I did not test the AR solution for gold,but since i put in a lot gold stuff in it,and now its a clear liquid,id say testing is unneccesary.

Excellent idea goldsilverpro I will try that first,takes the least effort and second,if it doesnt work,I will try kernels recipe,sounds very well thought out(Already written it down in my chem book),thank you very much for the info,everyone.

I will keep you guys posted so that even if its all solved and good,someone else has the benefit of knowing how to fix this exact situation.Tomorrow youll get a picture  

One question thought,what about denoxxing with sulfamic acid and 14carat gold,which I later purify with a treatment of copper chloride?


----------



## Innos (Jul 21, 2016)

goldsilverpro said:


> What type phones are you talking about? Crank? Dial? Push button? Cell? The term "antique" is a subjective one.



Mobile phones,like the one in your pocket  ,just old,with lots of gold.


----------



## Innos (Jul 21, 2016)

kernels said:


> 2. Get a large, wide-mouth evaporation dish and start evaporating off the solution. You want to keep the temperature around the 75-90 degree C range. Don't boil the solution. I use a hot-plate and 2000mL pyrex (kitchen) jug for this. Obviously, anything that touches the solution will never be used for kitchen duties again.
> 
> 3. The evaporation will take a whole day, when the solution gets down to the bottom, there will be lots of crystals forming from your used SMB and whatever else might be in there. When it gets down to the bottom, keep swirling the solution every 2 minutes to prevent a hard crust from forming.



Honestly,I dont like the idea of evaporating a solution that has dissolved gold in it,it sounds like losses to me,and Im already pessimistic about the possible gold amount so I will do this as a last chance,however it does seem to me ill do it nevertheless,not many better options.


----------



## UncleBenBen (Jul 21, 2016)

Innos said:


> I did not test the AR solution for gold,but since i put in a lot gold stuff in it,and now its a clear liquid,id say testing is unneccesary



Testing your solutions is always necessary!

Example: I place an amount of gold plated boards in a vessel. I add HCl and heat. I then add nitric acid to create aqua regia. The solution is at a light boil as I watch the gold dissolve. Once the gold is gone I remove from heat and allow to cool. Once the boards are removed, I heat it back up and test with a pinch of sulfamic acid and get no reaction. 

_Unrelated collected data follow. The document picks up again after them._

PR #120, opened 2025-07-25
feat: support limit mutuals returned

jyungtong:
https://github.com/user-attachments/assets/784d8da0-c6c8-4276-add1-8e583706d025

### DIFF
--- a/packages/react/actions/core.action.ts
+++ b/packages/react/actions/core.action.ts
@@ -1367,7 +1367,7 @@ const initCoreActions = (
     error?: ApplicationRequestError;
     isFirstFetched?: boolean;
     lastKey?: string;
-    listMore: () => void;
+    listMore?: () => void;
   } => {
     const stateKey = getMutualStateKey(
       byEntityType,
--- a/packages/react/actions/core.action.ts
+++ b/packages/react/actions/core.action.ts
@@ -591,11 +591,25 @@ const initCoreActions = (
           for (const [key, value] of newEntityDataMap) {
             state.entity[entityType]?.dataMap.set(key, value);
           }
-          state.mutual[selfKey] = {
-            dataMap: convertToMap(entities, 'entityId'),
-            isFirstFetched: true,
-            lastKey,
-          };
+
+          // prepare or extend the mutual entry
+          const existing = state.mutual[selfKey];
+          if (existing) {
+            // extend the existing map
+            const incoming = convertToMap(entities, 'entityId');
+            for (const [k, v] of incoming) {
+              existing.dataMap.set(k, v);
+            }
+            existing.isFirstFetched = true;
+            existing.lastKey = lastKey;
+          } else {
+            // first time: create it
+            state.mutual[selfKey] = {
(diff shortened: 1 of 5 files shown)


jyungtong:
@yeuharn96 @wengkhing have you already using `listMore()` returned from `useMutuals()`?

jovanimal:
@jyungtong the UI of after clicking `Show more` looks different to the existing way of fetching more entities, example [this page](https://dev-manage.gift-ed.com/learner). Where we click on `Show more` and the next X items show up and added to the existing list, instead of the recording above, it refreshed the whole list.

Is this something to do with our app or the way of fetching?

jyungtong:
> @jyungtong the UI of after clicking `Show more` looks different to the existing way of fetching more entities, example [this page](https://dev-manage.gift-ed.com/learner). Where we click on `Show more` and the next X items show up and added to the existing list, instead of the recording above, it refreshed the whole list.
> 
> Is this something to do with our app or the way of fetching?

for UI (gift-ed) related, let's bring it back to our UI PR, i believe `monorise` is to support the limit feature, however, UI related logic should be the consumer responsibility.

putting the demo here is to showcase how it will looks like.

jovanimal:
@jyungtong yes i am aware of the segregation between `monorise` and `gift.ed`. That was the reason I wanted to confirm the below earlier, whether it's our `gift.ed` app, _or_ the way of fetching data in `monorise`.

Since I saw the gold dissolve and know there is no free nitric I cool, filter and add SMB and nothing. Yet I saw the gold dissolve so I didn't test with stannous.

What happened? As the last of the nitric was used up the boiling solution loosened the layers of the boards exposing plenty enough copper to cement all the values inside the boards....

This may be what happened it may not be. My point is always test. Make it a habit. Make it standard procedure. But always test your solutions!


----------



## kernels (Jul 22, 2016)

Innos said:


> kernels said:
> 
> 
> > 2. Get a large, wide-mouth evaporation dish and start evaporating off the solution. You want to keep the temperature around the 75-90 degree C range. Don't boil the solution. I use a hot-plate and 2000mL pyrex (kitchen) jug for this. Obviously, anything that touches the solution will never be used for kitchen duties again.
> ...



And this is why it's hard to get a nice detailed answer to a question on this forum. Someone with zero experience asks a question, you give them a detailed step-by-step answer, then they decide that they actually know better. :lol:


----------



## Topher_osAUrus (Jul 22, 2016)

OP whay do you mean by use 14k then purify with copper chloride later?

How do you know there is even gold to prexipitate without a stannous test?
-you said your solution is green, that means heavy base metal contamination, which usually means the gold is trying to cement out while base metals go into solution.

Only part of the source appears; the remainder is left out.